▶ The problem:
Below are the records; count the lines that include the string "hasDeletedExtensions" and give only that number.
□ □ □ □
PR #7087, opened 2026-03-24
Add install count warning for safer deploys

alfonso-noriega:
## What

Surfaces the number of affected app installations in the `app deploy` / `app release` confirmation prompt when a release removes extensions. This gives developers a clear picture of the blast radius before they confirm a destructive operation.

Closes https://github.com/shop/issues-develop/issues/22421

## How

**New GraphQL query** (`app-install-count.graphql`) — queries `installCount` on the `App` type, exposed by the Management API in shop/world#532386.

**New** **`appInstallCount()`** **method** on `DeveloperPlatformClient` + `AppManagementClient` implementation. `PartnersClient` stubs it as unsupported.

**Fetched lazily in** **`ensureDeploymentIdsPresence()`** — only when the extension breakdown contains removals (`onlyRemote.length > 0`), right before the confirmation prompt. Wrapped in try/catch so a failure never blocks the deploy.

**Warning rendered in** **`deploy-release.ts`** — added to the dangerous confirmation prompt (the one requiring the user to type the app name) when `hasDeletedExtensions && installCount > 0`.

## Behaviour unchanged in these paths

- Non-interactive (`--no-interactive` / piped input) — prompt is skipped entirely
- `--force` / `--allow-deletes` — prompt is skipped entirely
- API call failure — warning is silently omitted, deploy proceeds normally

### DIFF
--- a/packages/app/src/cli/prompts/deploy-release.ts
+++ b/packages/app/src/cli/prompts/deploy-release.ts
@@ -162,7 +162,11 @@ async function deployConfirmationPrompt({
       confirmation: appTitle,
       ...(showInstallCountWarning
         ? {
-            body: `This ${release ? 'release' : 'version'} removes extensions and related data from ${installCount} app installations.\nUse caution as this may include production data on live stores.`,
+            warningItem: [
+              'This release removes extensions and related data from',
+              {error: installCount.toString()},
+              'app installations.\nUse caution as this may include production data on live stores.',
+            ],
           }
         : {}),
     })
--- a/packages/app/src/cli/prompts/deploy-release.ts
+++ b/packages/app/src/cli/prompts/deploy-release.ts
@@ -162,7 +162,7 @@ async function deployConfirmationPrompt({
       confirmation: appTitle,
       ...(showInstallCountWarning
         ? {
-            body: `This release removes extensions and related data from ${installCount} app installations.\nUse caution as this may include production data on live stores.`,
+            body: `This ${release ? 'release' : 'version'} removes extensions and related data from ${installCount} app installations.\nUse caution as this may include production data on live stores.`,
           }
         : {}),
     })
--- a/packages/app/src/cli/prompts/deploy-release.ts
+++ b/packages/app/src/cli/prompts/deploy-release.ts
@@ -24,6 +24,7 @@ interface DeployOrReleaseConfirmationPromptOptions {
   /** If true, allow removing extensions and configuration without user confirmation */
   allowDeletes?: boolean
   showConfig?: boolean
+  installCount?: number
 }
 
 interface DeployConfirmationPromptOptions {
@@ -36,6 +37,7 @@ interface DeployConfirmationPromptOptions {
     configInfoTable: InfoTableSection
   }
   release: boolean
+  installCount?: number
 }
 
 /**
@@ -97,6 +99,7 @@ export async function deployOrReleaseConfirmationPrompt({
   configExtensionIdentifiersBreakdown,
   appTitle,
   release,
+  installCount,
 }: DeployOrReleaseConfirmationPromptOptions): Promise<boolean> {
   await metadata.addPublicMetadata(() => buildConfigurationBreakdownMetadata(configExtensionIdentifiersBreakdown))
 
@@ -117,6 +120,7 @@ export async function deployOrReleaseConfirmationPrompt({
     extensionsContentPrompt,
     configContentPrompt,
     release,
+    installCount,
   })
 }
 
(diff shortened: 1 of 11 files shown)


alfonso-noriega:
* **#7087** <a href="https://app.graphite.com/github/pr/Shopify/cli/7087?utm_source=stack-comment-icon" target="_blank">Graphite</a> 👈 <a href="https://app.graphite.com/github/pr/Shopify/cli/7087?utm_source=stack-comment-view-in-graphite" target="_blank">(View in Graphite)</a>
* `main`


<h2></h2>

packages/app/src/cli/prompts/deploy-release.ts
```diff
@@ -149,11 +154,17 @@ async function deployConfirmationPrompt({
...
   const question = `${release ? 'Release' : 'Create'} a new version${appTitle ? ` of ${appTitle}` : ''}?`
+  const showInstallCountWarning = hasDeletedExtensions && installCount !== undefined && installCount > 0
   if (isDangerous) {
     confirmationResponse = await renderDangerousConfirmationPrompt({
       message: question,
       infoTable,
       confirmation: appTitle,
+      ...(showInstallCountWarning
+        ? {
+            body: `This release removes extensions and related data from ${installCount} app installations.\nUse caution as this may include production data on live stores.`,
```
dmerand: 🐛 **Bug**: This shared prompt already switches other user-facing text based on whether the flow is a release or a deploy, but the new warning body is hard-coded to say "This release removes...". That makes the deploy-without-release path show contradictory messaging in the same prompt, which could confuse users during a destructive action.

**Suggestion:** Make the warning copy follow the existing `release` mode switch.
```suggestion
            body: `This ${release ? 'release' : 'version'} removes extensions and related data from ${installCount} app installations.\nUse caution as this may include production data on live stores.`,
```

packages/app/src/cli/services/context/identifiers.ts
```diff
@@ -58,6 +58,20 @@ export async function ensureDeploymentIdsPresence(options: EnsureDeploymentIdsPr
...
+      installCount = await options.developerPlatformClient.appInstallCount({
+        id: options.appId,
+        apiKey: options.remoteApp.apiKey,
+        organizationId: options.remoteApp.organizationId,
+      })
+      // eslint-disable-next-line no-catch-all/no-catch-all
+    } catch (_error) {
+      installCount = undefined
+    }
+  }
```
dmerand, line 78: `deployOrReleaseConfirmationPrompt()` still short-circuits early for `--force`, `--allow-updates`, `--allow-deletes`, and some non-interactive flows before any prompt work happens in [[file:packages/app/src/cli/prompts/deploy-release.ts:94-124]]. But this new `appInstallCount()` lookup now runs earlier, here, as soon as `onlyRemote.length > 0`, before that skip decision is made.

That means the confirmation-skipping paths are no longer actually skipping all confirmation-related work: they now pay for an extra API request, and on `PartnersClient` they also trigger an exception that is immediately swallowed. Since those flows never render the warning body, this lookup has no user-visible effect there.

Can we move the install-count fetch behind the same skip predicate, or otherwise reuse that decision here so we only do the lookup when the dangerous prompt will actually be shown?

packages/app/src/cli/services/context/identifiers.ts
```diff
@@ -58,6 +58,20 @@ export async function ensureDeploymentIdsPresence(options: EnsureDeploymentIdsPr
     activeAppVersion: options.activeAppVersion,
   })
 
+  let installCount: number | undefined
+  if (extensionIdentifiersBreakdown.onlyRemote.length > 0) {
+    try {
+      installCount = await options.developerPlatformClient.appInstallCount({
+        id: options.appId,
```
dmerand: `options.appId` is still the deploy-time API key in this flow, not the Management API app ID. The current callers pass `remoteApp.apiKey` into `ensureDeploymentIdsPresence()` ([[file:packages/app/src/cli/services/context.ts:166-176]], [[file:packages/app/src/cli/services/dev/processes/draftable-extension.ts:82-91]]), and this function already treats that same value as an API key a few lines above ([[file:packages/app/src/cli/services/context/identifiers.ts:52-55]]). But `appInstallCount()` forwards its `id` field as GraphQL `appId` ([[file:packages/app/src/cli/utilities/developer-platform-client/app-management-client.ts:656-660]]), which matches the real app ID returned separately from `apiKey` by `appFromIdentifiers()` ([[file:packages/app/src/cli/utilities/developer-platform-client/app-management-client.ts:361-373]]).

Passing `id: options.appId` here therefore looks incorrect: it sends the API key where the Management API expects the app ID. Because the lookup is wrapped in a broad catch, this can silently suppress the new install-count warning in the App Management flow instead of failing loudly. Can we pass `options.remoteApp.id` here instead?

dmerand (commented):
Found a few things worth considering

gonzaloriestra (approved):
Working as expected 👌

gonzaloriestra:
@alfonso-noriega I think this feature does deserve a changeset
□ □ □ □
▶ Written solution:
2